Please note that this session was withdrawn and is no longer available in the respective programme. This withdrawal might have been the result of a merge with another session.
ITS1.16/SM1.2 | Geophysical Uncertainty and Inference - Where Next?
Geophysical Uncertainty and Inference - Where Next?
Convener: Nicola Piana Agostinetti | Co-conveners: Alison Malcolm, Xin ZhangECSECS, Malcolm Sambridge
The field of geophysical inversion is critical to risk analysis and decision-making in a wide variety of geoscientific contexts, and has a long history: from the first theoretical studies focused on questions of existence, stability, and uniqueness, through nonlinear optimisation, large parameter estimation problems, to quantification of uncertainty in both parameter values and model choice. Systems studied have become larger, data set sizes have exploded, and many algorithms have been borrowed, adapted and devised anew. This session aims to explore cutting-edge methods, tools, and approaches that push the boundaries of geophysical inference and uncertainty analysis. We ask the question `Where to next?’

We invite researchers, practitioners, and experts to join us in a session focused on the future directions of geophysical uncertainty assessment and inference.
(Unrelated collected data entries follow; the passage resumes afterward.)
PR #397, opened 2021-12-06
[MINI-4458] bugfix: empty host locale value

khairul-alam-licon:
# Description
Host locale is coming empty when the device language is Chinese. This PR aims to fix it with matching with spec. By default, if HostApp doesn't support any language, then it should return `en-US` to MiniApp.

## Links
- MINI-4458

# Checklist

### DIFF
--- a/miniapp/src/main/res/values-ja/strings.xml
+++ b/miniapp/src/main/res/values-ja/strings.xml
@@ -1,0 +1,3 @@
+<resources>
+    <string name="miniapp.sdk.android.locale">ja-JP</string>
+</resources>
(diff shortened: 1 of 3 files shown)


Climbatize (approved):
LGTM

miniapp/src/main/res/values-ja/strings.xml
```diff
@@ -0,0 +1,3 @@
+<resources>
+    <string name="miniapp.sdk.android.locale">ja-JP</string>
```
corycaywood, line 2: I think this should use `_` to match the other strings.

khairul-alam-licon: Thanks, I have updated it 🙇

munir-rakuten (approved):
LGTM 👍

PR #1336, opened 2024-03-21
feat: Cache limits for 5 mins from Across API

nicholaspai:
Lots of relayers running at same time is stressful on API requests

### DIFF
--- a/src/clients/AcrossAPIClient.ts
+++ b/src/clients/AcrossAPIClient.ts
@@ -1,7 +1,16 @@
 import _ from "lodash";
 import axios, { AxiosError } from "axios";
 import { SpokePoolClientsByChain } from "../interfaces";
-import { bnZero, isDefined, winston, BigNumber, getL2TokenAddresses, CHAIN_IDs, TOKEN_SYMBOLS_MAP } from "../utils";
+import {
+  bnZero,
+  isDefined,
+  winston,
+  BigNumber,
+  getL2TokenAddresses,
+  CHAIN_IDs,
+  TOKEN_SYMBOLS_MAP,
+  getRedisCache,
+} from "../utils";
 import { HubPoolClient } from "./HubPoolClient";
 
 export interface DepositLimits {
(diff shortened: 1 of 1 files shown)


src/clients/AcrossAPIClient.ts
```diff
@@ -116,10 +125,24 @@ export class AcrossApiClient {
     const path = "limits";
     const url = `${this.endpoint}/${path}`;
 
+    const redis = await getRedisCache();
     for (const destinationChainId of destinationChainIds) {
       const params = { token: l1Token, destinationChainId, originChainId: 1 };
+      if (redis) {
+        const cachedLimits = await redis.get<string>(`limits_api_${l1Token}_${destinationChainId}`);
+        if (cachedLimits !== null && BigNumber.isBigNumber(cachedLimits)) {
```
mrice32, line 133: won't cachedLimits be a string? So wouldn't isBigNumber return false?

src/clients/AcrossAPIClient.ts
```diff
@@ -116,10 +125,24 @@ export class AcrossApiClient {
...
+          return { maxDeposit: BigNumber.from(cachedLimits) };
+        }
+      }
       try {
         const result = await axios(url, { timeout, params });
+        if (!result?.data?.maxDeposit) {
+          throw new Error("Invalid response from /limits, expected maxDeposit field.");
+        }
```
mrice32, line 141: Two issues:
1. This will get caught by the catch to construct a warning, but that catch assumes it's an axios error, which isn't true here.
2. The catch will mean this turns into a warning. Do we want a warning? Or do we want this to propagate up as a true error?

mrice32 (commented):
Two comments!

src/clients/AcrossAPIClient.ts
nicholaspai: Good call, ill add a separate try-catch for the redis operation

src/clients/AcrossAPIClient.ts
nicholaspai: Good point added an error log here and better catching https://github.com/across-protocol/relayer-v2/pull/1336/commits/054894eec7cc9641651e079d3674cb5349948b58

pxrl (approved):
LGTM - will be nice to reduce some noise in the logs.

PR #1338, opened 2024-03-21
improve(relayer): Batch query deposit fill status

pxrl:
The relayer currently implements late-stage checking of the fill status on a per-deposit basis. This is fairly slow and inefficient, but does successfully protect against an avalanche of failed fill simulations that result from overlapping bot runs.

This change implements batched querying of all deposits for each destination chain. This is significantly more efficient in terms of RPC consumption, and should allow for subsequent "already filled" filtering to occur much faster. It's also a key enabler for some subsequent efficiency improvements.


nicholaspai (approved):
This is a nice idea and implementation. It's ok to query this for each fill since we only do it once per batch, unlike currently where we only check it for unfilled fills but sequentially

src/utils/FillUtils.ts
```diff
@@ -291,34 +293,41 @@ export async function getUnfilledDeposits(
...
+          return originClient
+            .getDepositsForDestinationChain(destinationChainId)
+            .filter((deposit) => deposit.blockNumber >= earliestBlockNumber)
+            .filter(sdkUtils.isV3Deposit<V3DepositWithBlock, V2DepositWithBlock>); // @todo: Remove after v2 deprecated.
+        })
+        .flat();
+
+      // Resolve the latest fill status for each deposit and filter out any that are now filled.
+      const { spokePool } = destinationClient;
+      const fillStatus = await sdkUtils.fillStatusArray(spokePool, deposits);
```
pxrl, line 322: nb. I'm wary that we might pump some huge number of deposits into `fillStatusArray()`, so I will update the `fillStatusArray()` to chunk the requests and submit them in parallel. That gives the best abstraction for the user of the function.

pxrl: Implemented and included as part of this PR: https://github.com/across-protocol/sdk-v2/commit/8315bf4e6ac02ad435f75411ad060501806b1e89.

PR #1339, opened 2024-03-21
feat(relayer): Support ignoring FilledV3Relay events

pxrl:
This commit makes the SpokePoolClient FilledV3Relay query optional, subject to the ACCEPT_INVALID_FILLS env var being defined true. This ensures that the behaviour is opt-in.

Example topics of Interest:

1. Advanced methods for Bayesian Inference: Explore the latest developments in Bayesian sampling and model choice. How do these techniques transform our ability to make robust inferences and predictions in the face of complex geophysical systems?
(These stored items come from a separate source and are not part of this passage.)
PR #1340, opened 2024-03-21
improve(relayer): Drop slow fill request queries

pxrl:
By retaining the deposit FillStatus on the destination chain it's possible to skip scraping for RequestedV3SpeedUp events. This reduces the RPC load during SpokePoolClient update.


src/relayer/Relayer.ts
```diff
@@ -262,17 +267,13 @@ export class Relayer {
...
-        this.logger.debug({
-          at: "Relayer",
-          message: "Initiating slow fill for grey listed depositor",
-          depositor,
-        });
-        this.requestSlowFill(deposit);
-      }
-      // Regardless of whether we should send a slow fill or not for this depositor, exit early at this point
-      // so we don't fast fill an already slow filled deposit from the slow fill-only list.
+    if (slowDepositors?.includes(depositor) && fillStatus === FillStatus.Unfilled) {
```
pxrl, line 270: Opinionated driveby change: If the operator has configured `SLOW_DEPOSITORS`, then don't require `SEND_SLOW_RELAYS` to be enabled.

src/relayer/Relayer.ts
```diff
@@ -262,17 +267,13 @@ export class Relayer {
     }
 
     // If depositor is on the slow deposit list, then send a zero fill to initiate a slow relay and return early.
-    if (slowDepositors?.includes(depositor)) {
-      if (sendSlowRelays) {
```
pxrl, line 266: Opinionated driveby change: If the operator has configured SLOW_DEPOSITORS, then don't require SEND_SLOW_RELAYS to be enabled.

nicholaspai: why not? not sure I agree

nicholaspai (approved):
This also seems good

james-a-morris (commented):
Although I agree that a slow depositor should trigger a slow relay every time, I'm not sure we want to remove the configuration to be able to disable slow relays from a given relayer.

pxrl:
> Although I agree that a slow depositor should trigger a slow relay every time, I'm not sure we want to remove the configuration to be able to disable slow relays from a given relayer.

Agree - that's not changed here and it remains as-is :+1: Slow relays is still 100% opt-in.

src/relayer/Relayer.ts
pxrl: The current configuration gives no way to opt-in to slow fill specific addresses and to ignore all others. Meanwhile, if the operator has explicitly defined an array of addresses to fill with slow relays, I see that as an implicit opt-in to slow relays for those addresses, and it shouldn't be required to separately enable slow fills for all other addresses.

This doesn't mean that the relayer would make slow fills for all other deposits - only for addresses identified in `slowDepositors`. The existing `sendSlowRelays` conditional still applies to everything else.

nicholaspai (commented):
I think this will also cause bundle refund construction problematic since we need slow fill requests to compute bundle data correctly

nicholaspai (changes requested):
do not merge yet until bundle data can be fetched without using SlowFillRequest events

pxrl:
> I think this will also cause bundle refund construction problematic since we need slow fill requests to compute bundle data correctly

That's important for the proposer/disputer, but is relevant for the relayer? This PR only affects the relayer's SpokePoolClient update, and deposit update requests don't affect relayer repayments so I can't see any obvious problem with ignoring them.

nicholaspai (approved):
I think we can revisit this now that we load most bundle data from arweave. I also think this probably wasn't an issue affecting bundle refund computation

pxrl:
> I think we can revisit this now that we load most bundle data from arweave. I also think this probably wasn't an issue affecting bundle refund computation

Yeah - I also wasn't able to reason my way to any problem with dropping these events. I'll merge this on Monday :+1:

PR #1341, opened 2024-03-21
fix(relayer): Remove redundant array manipulation

pxrl:
This code was recently touched; it's an error without any apparent side-effects.

### DIFF
--- a/src/relayer/Relayer.ts
+++ b/src/relayer/Relayer.ts
@@ -258,9 +258,7 @@ export class Relayer {
     // Fetch unfilled deposits and filter out deposits upfront before we compute the minimum deposit confirmation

2. Machine Learning and related methods: Investigate the integration of machine learning and artificial intelligence in geophysical inference and uncertainty analysis. Share insights into how these technologies are influencing the future of geophysical inference via surrogate modelling, parameter estimation and uncertainty assessment.

3. Applications: Real-world examples of geophysical uncertainty assessment and inference in action, highlighting successes, challenges, and lessons learned.